5.3. Comparison with Other Research and Future Research

Recent advancements in lung nodule classification have predominantly centered on deep learning techniques, encompassing ensemble models, transfer learning, attention mechanisms, and capsule networks. In our study, simple CNNs were constructed as the baseline, to concentrate on exploring various metrics and data augmentation strategies. Leading entries on the LUNA16 leaderboard have achieved recall above 90% at 1/8 FPs per scan. In our research, the top performance of combination obtained more than 96% at 1/5 FPs, far outperforming the State-of-the-Art (SOTA) model. Our research also delved into the practical challenges of implementing these models in real-world clinical settings, where inconsistencies in imaging protocols and equipment variability can adversely affect performance. The insights from this study aim to inform ongoing developments in diagnostic technologies, ensuring they are sufficiently robust for use across varied healthcare scenarios, thereby improving patient outcomes through the early and precise identification of critical conditions such as lung nodules. Our future research aims to expand investigation into data augmentation techniques and their synergistic effects, while also deepening our understanding of the interplay between different performance metrics within the framework of SOTA architectures and broader application contexts.
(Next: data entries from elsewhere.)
Issue #5994, opened 2018-01-11
Marker drifts on zoom / marker jumps around on zoom


ghost:
Issue 1. Marker drifts on zoom (does not stay centered on the map, when marker and map is on same coordinates)
Reproduce: go to https://jsfiddle.net/o0yfm5zy/1/
Click button **first**, and then zoom. 

Issue 2. marker jumps around on zoom (only about a pixel or so but it is noticeable, especially when you use flyTo() on retina screen).
Reproduce: on the jsfiddle, click the button again (or re-run) and zoom

I experience the same behaviour on firefox, chromium/opera and ios.

feature7:
Bump!

Any workaround to make the marker and map always on the same exact location?
And to keep the marker at the same exact place through zoom-levels?

daverayment:
Hi. I can confirm the issue. This 'drift' seems to be caused by pixel coordinates repeatedly being used to calculate the centre of the map after an initial pan or pan-and-zoom operation. I think I can see a simple fix in the `setView` function, but I need to confirm with some further testing. This should also take care of the 'wobble' you're seeing on zoom, too.

Interestingly, there's already a test called `zoom-remain-centered.html` in the source, but it doesn't cover the pre-panning case, so this must be why it hasn't previously been detected.

feature7:
@daverayment thanks for looking into this, looking forward to a solution.

ghybs:
Hi,

Probably related to https://github.com/Leaflet/Leaflet/issues/3737 (issue description sounds like dupe https://github.com/Leaflet/Leaflet/issues/5512)

daverayment:
Yes, this looks like #3737 - sorry for not spotting that. My initial simple fix didn't work, but I have another attempt which looks more promising. Unfortunately, it's a fair bit more involved, so I'll write it up for further discussion once I've done some more testing. Sorry about the delay, @feature7

daverayment:
@feature7 could you try the following please?

https://jsfiddle.net/o0yfm5zy/20/

I've had to copy in all the Leaflet code, so it will be a little slow! Hopefully, you'll still be able to check whether it tackles the drifting issue for you, though. Let me now how it goes.

feature7:
Great!
From what I can see, the drifting issue is solved, chromium, firefox, ios, marker remains centred. Tried some random locations as well. Hope to see it in next release.

feature7:
Did some more checking with the new code, @daverayment your fix is solid.

[...]

Issue #3737, opened 2015-08-11
mouse zoom doesn't preserve mouse location


Sumbera:
While I am doing some experimental SVG rendering   I found that  leaflet doesn't preserve same location of mouse pointer when I zoom in/out with mouse. It is easy to reproduce: 

1. zoom deep in
2. move mouse for example to the center of your map, or where is your POI
(or go to  http://leafletjs.com/ and move your mouse on the markup there.)
3. do not move mouse, only scroll far out and then back in
4. you will arrive back somewhere else (shifted) than before

would be great to preserve mouse location when zooming  as for example google maps  or OL 2.x do.

IvanSanchez:
Right now Leaflet uses the map center as a reference. Making that variable (and coincidental with the mouse pointer) might be nice, but I'm afraid that it requires a *lot* of refactoring to do. Big refactors = not something we want this close to 1.0.

Sumbera:
thanks for response,  FYI, in in Map.js I have removed rounding in two conversion functions to get it work correctly:
```javascript
latLngToLayerPoint: function (latlng) { // (LatLng)
    var projectedPoint = this.project(L.latLng(latlng)); // -- SSU removed  ._round();
		return projectedPoint._subtract(this.getPixelOrigin());
	}, 

_getNewPixelOrigin: function (center, zoom) {
  		var viewHalf = this.getSize()._divideBy(2);
		return this.project(center, zoom)._subtract(viewHalf)._add(this._getMapPanePos());// --  SSU removed ._round();
	},
```
please re-consider to fix this for 1.0, if possible.

IvanSanchez:
@Sumbera Wow, I didn't expect such a concise solution (somehow I was expecting floating point arithmetic to be the culprit). Could you please make a pull request for that?

I guess that the `round()` is there for some reason, maybe setting integer CSS offsets in IE8. Probably will need some testing.

mourner:
The round is there because we need to position stuff on round coordinates, otherwise map will get blurry in many browser/device combinations. And yeah, they may break in legacy browsers.

IvanSanchez:
Moving the `round()` to `DomUtil.setTransform` and `DomUtil.setPosition` might just do the trick.

Sumbera:
FYI, I have put sample of what I am doing with SVG here:
http://bl.ocks.org/Sumbera/raw/7e8e57368175a1433791/
[...]

PR #6066, opened 2018-02-21
Ensure map centre is maintained for zoom operations

daverayment:
An issue exists where the rounding operations necessary to produce pixel-aligned map views can result in 'drifting' of the map centre when zooming in and out. For example, if you pan to a specific landmark, zoom all the way out, then zoom in again, the centre will have shifted. (Note that you should use keyboard + and - or the on-screen buttons to zoom into/out of the centre, _not_ your mousewheel or pinch-to-zoom.)

This fix regards the `center` parameter passed to `setView `as the 'last known good' map centroid, storing it in `_lastCenter`, which already exists for a similar purpose. Subsequent `drag`, `move`, `zoom` and `setView` operations set or reset `_lastCenter` and an associated `_movedAfterCentered` field. The `getCenter` function has been changed to return the `_lastCenter` latlng if `_movedAfterCentered` is not set, similar to the existing `_moved()` check (which does the same for if the map hasn't been moved from its origin). This means that `layerPointToLatLng` is not called with the pixel-based centre coords when the geographical centre is available and still accurate, removing the `round` operation and the accumulated error as you zoom in and out.

A test file is included - `debug\map\zoom-remain-centered-after-pan.html` - which does an initial animated pan when initially loaded. Zooming in and out on the new version should be stable, whereas the same operations should show the drift on Leaflet version 1.3.

I haven't been able to produce an automated test. If one's required, I'd appreciate assistance setting one up.

The issues addressed by the fix are: #3737 and #5994.

### DIFF
--- a/debug/map/zoom-remain-centered-after-pan.html
+++ b/debug/map/zoom-remain-centered-after-pan.html
@@ -1,0 +1,47 @@
+<!DOCTYPE html>
+<html>
+<head>
+	<title>Leaflet debug page</title>
+
+	<link rel="stylesheet" href="../../dist/leaflet.css" />
+
+	<link rel="stylesheet" href="../css/screen.css" />
+
+	<script src="../leaflet-include.js"></script>
+</head>
+<body>
+
+
+	<div id="map"></div>
+
+	<script>
+		// Check the 'center' setting of the scroll-wheel, double-click and touch-zoom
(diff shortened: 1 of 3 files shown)


jarrodwhitley:
@daverayment any update on this?

johnd0e:
Should this fix #6712?

PR #6071, opened 2018-02-26
Make L.Class.Include() extends the options of the prototype instead of replacing them

### LINKED ISSUE #6070: L.Class.include() removes inherited options
I noticed a bug when trying out https://github.com/Leaflet/Leaflet.TileLayer.NoGap with the latest Leaflet. 

The [minimally reproducible example](https://plnkr.co/edit/YuFXdvAzObSEIiBQd0OX?p=preview) is:

```
L.TileLayer.include({
  options: {
    MyCustomOption: 'myCustomValue'
  }
});
```

This crashes because during initialization of a `TileLayer`, `this.getPane()` gets called. That call tries to look for the value of `this.options.pane`, which is empty. Setting a debug breakpoint there and looking into `this.options` shows that only the options of the `TileLayer`  exist (options that should be inherited from `GridLayer` do not!!).

This breaks the `NoGap` plugin, and potentially more plugins out there.

Problem appears at least with Leaflet 1.3.1 in Chrome 64 and Firefox 58 on Linux. Looks like a browser-independent bug, so I haven't tested more platforms. I haven't bisected the problem yet.

IvanSanchez:
Fixes #6070. Includes unit test.

### DIFF
--- a/src/core/Class.js
+++ b/src/core/Class.js
@@ -86,7 +86,14 @@ Class.extend = function (props) {
 // @function include(properties: Object): this
 // [Includes a mixin](#class-includes) into the current class.
 Class.include = function (props) {
+	var options;
+	if (props.options) {
+		options = Util.extend({}, this.prototype.options, props.options);
+	}
 	Util.extend(this.prototype, props);
+	if (options) {
+		this.prototype.options = options;
+	}
 	return this;
 };
 
--- a/spec/suites/core/ClassSpec.js
+++ b/spec/suites/core/ClassSpec.js
@@ -84,7 +84,7 @@ describe("Class", function () {
 			expect(a.mixin2).to.be.ok();
 		});
 
-		it("merges options instead of replacing them", function () {
+		it("extend()ing merges options instead of replacing them", function () {
 			var KlassWithOptions1 = L.Class.extend({
 				options: {
 					foo1: 1,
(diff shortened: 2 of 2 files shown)


IvanSanchez:
An alternative would be to modify `L.Util.extend()` so that it performs "deep" extends of nested objects, but I'm not comfortable changing the logic for such a critical piece of code.

src/core/Class.js
```diff
@@ -86,7 +86,14 @@ Class.extend = function (props) {
 // @function include(properties: Object): this
 // [Includes a mixin](#class-includes) into the current class.
 Class.include = function (props) {
+	var options;
+	if (props.options) {
+		options = Util.extend({}, this.prototype.options, props.options);
```
ghybs: Hi,

Why not simply leverage [`mergeOptions`](https://github.com/Leaflet/Leaflet/blob/v1.3.1/src/core/Class.js#L93-L98) to handle `include({options})` special case?
That would avoid breaking the reference with the parent class' options.
Example: https://plnkr.co/edit/Eth0KHPhwETsXUQwD9fq?p=preview

ghybs: BTW should we also treat as special cases [`statics`](https://github.com/Leaflet/Leaflet/blob/v1.3.1/src/core/Class.js#L43-L47) and… [`includes`](https://github.com/Leaflet/Leaflet/blob/v1.3.1/src/core/Class.js#L49-L54)?

IvanSanchez: Yeah, that sounds good. My changes were rather a quick&dirty fix, but I certainly agree with fixing `statics` and `includes` too. Will need to write unit tests for those.

johnd0e: Why do we need to introduce some unobvious 'special cases' where we can achieve the same in clear explicit way?

Falke-Design:
The linked issue was closed by #7756, so I close this too

Issue #5558, opened 2017-06-12
No way to track when L.Icon is removed


kuuup-at-work:
Hi.

When using L.Marker you can listen to the `remove` event. This is not possible with `L.Icon` or `L.DivIcon` so there is not way to run cleanup code when an icon is removed. Extending `L.Marker` doesn't help because you can attach a single `L.Icon` factory to multiple markers. This approach also fails when you use markercluster.

SONUSADDAM8:
hi

perliedman:
Revisiting this issue, I think a quite straight forward solution would be to add methods `destroyIcon` and `destroyShadow` to `Icon`; these correspond to already existing methods `createIcon` and `createShadow`. The default implementation would be to do nothing, but extending `Icon` you could add custom actions here.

This ongoing research is anticipated to enhance the proficiency of deep learning models in medical imaging, thereby revolutionizing diagnostic methodologies and improving the effectiveness of medical treatments.

6. Conclusions

This study meticulously selected and compared metrics, to identify the most suitable ones for lung nodule detection, emphasizing the need for metrics that accurately reflect the true performance of models, especially in unbalanced datasets. This research determined that the $F_5$ score, which gives greater weight to recall, is the most effective metric for evaluating medical image classification models. The appropriate metrics led to the identification of the most potent combinations of augmentations for nodule classification. The results of these experiments were rigorously documented and analyzed, with comprehensive tables comparing the effects of different augmentations. This analysis not only underscored the benefits of specific techniques but also revealed the synergistic impact of combining them, significantly boosting the model’s precision in detecting lung nodules.